All lines in the data below carrying the string "made" are to be located and copied.

* **Material for this exercise**:
=== Begin Enclosure ===
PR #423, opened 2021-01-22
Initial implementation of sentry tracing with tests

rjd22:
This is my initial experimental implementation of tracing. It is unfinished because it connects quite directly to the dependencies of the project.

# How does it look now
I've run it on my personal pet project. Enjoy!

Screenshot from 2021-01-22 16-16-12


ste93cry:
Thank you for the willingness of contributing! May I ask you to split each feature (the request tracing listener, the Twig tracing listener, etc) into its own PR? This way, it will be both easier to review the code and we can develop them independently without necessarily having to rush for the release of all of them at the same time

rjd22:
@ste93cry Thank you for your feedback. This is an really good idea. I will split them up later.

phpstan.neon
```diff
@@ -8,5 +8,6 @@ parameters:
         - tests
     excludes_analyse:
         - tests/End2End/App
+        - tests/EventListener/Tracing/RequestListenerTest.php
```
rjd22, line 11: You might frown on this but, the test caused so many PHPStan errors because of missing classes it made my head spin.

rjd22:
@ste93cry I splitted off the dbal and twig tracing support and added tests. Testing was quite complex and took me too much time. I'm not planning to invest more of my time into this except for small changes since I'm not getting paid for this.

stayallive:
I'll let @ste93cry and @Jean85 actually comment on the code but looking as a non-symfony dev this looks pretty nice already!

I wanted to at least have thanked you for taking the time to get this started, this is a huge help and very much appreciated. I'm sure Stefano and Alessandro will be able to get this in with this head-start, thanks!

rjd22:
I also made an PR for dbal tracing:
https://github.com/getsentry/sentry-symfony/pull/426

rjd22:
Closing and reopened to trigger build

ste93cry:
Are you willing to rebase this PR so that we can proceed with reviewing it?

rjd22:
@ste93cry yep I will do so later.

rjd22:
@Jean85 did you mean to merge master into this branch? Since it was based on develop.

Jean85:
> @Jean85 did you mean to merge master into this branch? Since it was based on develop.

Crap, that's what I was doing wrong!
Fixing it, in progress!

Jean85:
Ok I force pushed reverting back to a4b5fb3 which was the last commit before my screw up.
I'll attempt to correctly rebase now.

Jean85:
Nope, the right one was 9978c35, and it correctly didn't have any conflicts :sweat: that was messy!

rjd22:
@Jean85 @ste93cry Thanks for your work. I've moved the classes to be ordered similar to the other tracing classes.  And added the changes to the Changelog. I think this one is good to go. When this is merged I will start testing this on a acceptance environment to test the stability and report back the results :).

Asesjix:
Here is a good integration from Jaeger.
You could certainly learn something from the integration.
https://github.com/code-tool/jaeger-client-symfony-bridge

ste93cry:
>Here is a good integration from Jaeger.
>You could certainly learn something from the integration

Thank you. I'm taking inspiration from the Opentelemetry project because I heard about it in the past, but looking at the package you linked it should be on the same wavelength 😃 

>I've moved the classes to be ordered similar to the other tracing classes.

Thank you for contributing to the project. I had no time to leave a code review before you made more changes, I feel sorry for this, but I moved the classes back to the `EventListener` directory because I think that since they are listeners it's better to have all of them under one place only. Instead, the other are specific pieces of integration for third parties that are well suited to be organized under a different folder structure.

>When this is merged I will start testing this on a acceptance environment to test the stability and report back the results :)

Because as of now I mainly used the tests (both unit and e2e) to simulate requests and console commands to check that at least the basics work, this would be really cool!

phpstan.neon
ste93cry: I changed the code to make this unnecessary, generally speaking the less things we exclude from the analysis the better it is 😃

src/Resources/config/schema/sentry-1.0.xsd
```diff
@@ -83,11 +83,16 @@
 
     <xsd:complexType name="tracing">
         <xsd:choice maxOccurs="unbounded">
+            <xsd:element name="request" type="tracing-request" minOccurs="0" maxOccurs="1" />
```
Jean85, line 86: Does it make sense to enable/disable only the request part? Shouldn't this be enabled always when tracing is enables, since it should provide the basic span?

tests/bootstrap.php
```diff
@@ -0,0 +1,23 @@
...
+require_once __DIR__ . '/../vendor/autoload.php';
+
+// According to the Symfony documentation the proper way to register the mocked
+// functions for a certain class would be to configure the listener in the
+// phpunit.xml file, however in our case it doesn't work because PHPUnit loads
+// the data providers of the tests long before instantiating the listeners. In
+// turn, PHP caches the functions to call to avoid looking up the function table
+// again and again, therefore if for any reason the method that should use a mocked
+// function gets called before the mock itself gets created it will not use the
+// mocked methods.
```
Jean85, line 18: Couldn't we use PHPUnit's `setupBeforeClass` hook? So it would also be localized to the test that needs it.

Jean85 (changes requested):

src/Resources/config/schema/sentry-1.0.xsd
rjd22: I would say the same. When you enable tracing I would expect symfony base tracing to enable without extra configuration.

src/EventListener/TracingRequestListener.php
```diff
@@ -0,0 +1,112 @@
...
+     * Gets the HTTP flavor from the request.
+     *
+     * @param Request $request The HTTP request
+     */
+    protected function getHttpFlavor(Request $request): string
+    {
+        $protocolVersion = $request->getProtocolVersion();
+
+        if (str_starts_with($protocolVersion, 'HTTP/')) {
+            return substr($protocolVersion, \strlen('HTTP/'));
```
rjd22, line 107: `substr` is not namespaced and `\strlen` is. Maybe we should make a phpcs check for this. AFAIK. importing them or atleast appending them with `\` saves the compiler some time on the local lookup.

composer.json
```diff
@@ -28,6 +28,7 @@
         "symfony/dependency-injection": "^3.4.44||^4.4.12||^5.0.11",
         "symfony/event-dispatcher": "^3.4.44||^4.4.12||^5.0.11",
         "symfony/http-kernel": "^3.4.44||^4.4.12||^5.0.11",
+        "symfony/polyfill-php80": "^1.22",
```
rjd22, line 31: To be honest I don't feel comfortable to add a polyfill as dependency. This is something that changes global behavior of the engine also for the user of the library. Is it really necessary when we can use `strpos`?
=== End Enclosure ===
* **Output for this task**:
rjd22, line 11: You might frown on this but, the test caused so many PHPStan errors because of missing classes it made my head spin.
I also made an PR for dbal tracing:
Thank you for contributing to the project. I had no time to leave a code review before you made more changes, I feel sorry for this, but I moved the classes back to the `EventListener` directory because I think that since they are listeners it's better to have all of them under one place only. Instead, the other are specific pieces of integration for third parties that are well suited to be organized under a different folder structure.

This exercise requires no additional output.